== Records shown ==
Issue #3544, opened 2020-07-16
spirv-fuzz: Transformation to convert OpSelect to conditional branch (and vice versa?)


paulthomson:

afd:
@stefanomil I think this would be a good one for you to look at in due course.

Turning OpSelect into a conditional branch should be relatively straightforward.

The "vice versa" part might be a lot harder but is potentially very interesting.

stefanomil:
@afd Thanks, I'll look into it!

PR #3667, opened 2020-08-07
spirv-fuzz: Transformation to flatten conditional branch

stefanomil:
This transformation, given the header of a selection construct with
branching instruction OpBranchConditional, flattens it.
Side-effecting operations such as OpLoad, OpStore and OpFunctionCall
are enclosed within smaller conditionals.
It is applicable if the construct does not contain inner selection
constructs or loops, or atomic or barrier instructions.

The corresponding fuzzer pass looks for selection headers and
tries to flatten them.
===
# [Task requirements]
If a line in the records contains the word "versa", copy it out.

# [Exercise answer]
spirv-fuzz: Transformation to convert OpSelect to conditional branch (and vice versa?)
The "vice versa" part might be a lot harder but is potentially very interesting.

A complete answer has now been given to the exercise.